◆ **Aim of the exercise**: From the records below, extract only the lines running from the line with "schema drop) to" to the line with "--- a/src/decode/field.ts", both lines included, reproducing them exactly.

• • • •

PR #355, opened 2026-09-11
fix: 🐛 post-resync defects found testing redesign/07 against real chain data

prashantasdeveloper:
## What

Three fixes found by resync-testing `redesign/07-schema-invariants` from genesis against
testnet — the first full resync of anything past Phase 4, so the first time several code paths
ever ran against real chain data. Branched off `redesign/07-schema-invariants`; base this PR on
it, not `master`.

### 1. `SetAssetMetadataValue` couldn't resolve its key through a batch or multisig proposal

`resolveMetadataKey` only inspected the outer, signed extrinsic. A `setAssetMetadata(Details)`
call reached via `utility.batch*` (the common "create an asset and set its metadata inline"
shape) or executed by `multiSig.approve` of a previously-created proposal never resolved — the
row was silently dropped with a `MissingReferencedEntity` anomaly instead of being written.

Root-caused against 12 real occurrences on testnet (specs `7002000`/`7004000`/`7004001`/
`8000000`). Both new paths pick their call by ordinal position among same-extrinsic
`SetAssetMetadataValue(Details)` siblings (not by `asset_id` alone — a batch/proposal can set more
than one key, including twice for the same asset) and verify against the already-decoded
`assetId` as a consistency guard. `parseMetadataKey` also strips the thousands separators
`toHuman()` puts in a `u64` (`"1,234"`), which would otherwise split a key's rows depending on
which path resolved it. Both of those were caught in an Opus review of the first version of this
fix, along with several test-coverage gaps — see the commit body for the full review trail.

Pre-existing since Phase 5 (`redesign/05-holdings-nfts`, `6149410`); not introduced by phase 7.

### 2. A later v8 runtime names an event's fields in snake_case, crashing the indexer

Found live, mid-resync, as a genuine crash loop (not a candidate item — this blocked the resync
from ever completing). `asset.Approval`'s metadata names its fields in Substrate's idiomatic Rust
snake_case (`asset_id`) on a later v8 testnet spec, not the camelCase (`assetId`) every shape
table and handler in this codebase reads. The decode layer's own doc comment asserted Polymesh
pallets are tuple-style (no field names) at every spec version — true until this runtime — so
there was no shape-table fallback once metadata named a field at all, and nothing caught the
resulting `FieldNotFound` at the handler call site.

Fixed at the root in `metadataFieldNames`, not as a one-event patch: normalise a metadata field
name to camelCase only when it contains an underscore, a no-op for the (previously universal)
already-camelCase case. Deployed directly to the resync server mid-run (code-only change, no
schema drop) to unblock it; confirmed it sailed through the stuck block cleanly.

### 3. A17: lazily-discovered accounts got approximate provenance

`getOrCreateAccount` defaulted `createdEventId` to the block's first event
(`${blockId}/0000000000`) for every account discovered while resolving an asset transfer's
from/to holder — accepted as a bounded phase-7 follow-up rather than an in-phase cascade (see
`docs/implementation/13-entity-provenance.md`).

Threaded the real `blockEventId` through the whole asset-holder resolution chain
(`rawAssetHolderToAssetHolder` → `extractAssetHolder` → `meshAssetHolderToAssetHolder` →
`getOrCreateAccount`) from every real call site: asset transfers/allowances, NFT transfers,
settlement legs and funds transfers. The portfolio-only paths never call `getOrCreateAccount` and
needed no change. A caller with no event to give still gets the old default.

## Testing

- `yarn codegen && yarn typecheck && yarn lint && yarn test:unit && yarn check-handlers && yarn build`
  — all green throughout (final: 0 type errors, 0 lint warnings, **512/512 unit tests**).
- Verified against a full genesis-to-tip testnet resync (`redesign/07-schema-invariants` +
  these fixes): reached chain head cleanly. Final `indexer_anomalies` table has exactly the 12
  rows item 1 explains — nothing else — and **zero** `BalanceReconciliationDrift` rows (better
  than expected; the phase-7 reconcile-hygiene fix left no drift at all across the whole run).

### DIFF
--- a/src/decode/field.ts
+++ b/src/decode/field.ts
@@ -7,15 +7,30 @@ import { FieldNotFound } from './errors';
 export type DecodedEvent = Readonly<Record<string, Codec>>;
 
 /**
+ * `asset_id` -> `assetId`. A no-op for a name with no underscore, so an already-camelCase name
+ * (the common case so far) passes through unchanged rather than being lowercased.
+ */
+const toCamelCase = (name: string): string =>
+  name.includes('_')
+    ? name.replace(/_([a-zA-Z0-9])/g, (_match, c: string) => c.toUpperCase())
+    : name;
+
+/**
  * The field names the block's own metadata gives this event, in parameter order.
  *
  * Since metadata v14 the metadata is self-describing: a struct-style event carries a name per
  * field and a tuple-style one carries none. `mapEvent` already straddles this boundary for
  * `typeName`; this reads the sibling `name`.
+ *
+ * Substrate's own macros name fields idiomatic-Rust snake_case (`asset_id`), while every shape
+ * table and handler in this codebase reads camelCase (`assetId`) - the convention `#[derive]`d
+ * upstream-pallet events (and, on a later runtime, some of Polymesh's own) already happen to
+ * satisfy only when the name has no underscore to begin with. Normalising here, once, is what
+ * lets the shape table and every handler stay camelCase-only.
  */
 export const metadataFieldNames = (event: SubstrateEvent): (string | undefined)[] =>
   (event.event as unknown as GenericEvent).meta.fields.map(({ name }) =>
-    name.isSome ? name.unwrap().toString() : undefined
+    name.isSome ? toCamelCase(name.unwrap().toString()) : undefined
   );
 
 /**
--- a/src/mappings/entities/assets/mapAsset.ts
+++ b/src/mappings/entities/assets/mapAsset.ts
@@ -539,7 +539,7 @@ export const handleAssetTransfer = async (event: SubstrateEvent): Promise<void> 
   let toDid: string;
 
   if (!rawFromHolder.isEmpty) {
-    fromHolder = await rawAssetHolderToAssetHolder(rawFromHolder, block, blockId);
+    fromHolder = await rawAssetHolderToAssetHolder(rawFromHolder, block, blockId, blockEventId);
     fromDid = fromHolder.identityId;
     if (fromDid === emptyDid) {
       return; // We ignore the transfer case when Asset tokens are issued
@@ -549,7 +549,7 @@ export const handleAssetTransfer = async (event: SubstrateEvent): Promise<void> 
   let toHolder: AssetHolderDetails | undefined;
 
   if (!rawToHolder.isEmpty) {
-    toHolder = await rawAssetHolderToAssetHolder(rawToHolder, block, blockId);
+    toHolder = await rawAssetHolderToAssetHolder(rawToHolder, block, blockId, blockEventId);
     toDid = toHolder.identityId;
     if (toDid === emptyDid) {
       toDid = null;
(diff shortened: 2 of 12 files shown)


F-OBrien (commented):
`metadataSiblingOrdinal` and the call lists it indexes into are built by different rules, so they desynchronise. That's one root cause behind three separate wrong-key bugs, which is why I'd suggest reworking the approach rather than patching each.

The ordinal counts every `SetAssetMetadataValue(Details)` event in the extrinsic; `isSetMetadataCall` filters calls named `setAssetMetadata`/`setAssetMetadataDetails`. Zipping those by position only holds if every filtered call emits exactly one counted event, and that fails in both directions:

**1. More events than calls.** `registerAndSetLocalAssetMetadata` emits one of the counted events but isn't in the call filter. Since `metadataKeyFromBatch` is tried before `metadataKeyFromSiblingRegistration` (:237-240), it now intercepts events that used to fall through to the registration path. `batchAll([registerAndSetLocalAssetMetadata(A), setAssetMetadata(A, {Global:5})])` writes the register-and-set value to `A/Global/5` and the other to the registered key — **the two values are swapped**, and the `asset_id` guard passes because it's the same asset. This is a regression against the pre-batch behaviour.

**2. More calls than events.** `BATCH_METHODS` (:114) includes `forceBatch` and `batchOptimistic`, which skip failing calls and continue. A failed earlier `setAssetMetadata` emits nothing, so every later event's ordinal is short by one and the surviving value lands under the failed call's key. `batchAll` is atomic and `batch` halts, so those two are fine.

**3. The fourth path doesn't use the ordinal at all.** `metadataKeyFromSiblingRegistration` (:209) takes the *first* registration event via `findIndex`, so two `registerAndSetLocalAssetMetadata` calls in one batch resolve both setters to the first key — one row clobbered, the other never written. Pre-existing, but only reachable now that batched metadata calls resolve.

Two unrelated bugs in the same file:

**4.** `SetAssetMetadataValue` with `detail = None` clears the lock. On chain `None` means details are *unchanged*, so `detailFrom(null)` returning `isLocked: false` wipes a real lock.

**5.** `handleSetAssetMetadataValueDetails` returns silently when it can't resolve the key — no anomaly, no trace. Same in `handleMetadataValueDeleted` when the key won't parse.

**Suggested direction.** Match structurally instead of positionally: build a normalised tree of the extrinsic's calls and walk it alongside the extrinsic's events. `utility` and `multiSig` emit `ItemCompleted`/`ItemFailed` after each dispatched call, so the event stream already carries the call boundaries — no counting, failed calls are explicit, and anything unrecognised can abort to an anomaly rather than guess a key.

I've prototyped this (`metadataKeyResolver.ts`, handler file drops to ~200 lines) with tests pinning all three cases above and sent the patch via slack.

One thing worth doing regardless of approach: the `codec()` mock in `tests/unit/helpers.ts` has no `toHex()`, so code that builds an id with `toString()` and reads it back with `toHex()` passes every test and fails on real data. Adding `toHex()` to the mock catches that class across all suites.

• • • •

◆ **Your response**:
schema drop) to unblock it; confirmed it sailed through the stuck block cleanly.

### 3. A17: lazily-discovered accounts got approximate provenance

`getOrCreateAccount` defaulted `createdEventId` to the block's first event
(`${blockId}/0000000000`) for every account discovered while resolving an asset transfer's
from/to holder — accepted as a bounded phase-7 follow-up rather than an in-phase cascade (see
`docs/implementation/13-entity-provenance.md`).

Threaded the real `blockEventId` through the whole asset-holder resolution chain
(`rawAssetHolderToAssetHolder` → `extractAssetHolder` → `meshAssetHolderToAssetHolder` →
`getOrCreateAccount`) from every real call site: asset transfers/allowances, NFT transfers,
settlement legs and funds transfers. The portfolio-only paths never call `getOrCreateAccount` and
needed no change. A caller with no event to give still gets the old default.

## Testing

- `yarn codegen && yarn typecheck && yarn lint && yarn test:unit && yarn check-handlers && yarn build`
  — all green throughout (final: 0 type errors, 0 lint warnings, **512/512 unit tests**).
- Verified against a full genesis-to-tip testnet resync (`redesign/07-schema-invariants` +
  these fixes): reached chain head cleanly. Final `indexer_anomalies` table has exactly the 12
  rows item 1 explains — nothing else — and **zero** `BalanceReconciliationDrift` rows (better
  than expected; the phase-7 reconcile-hygiene fix left no drift at all across the whole run).

### DIFF
--- a/src/decode/field.ts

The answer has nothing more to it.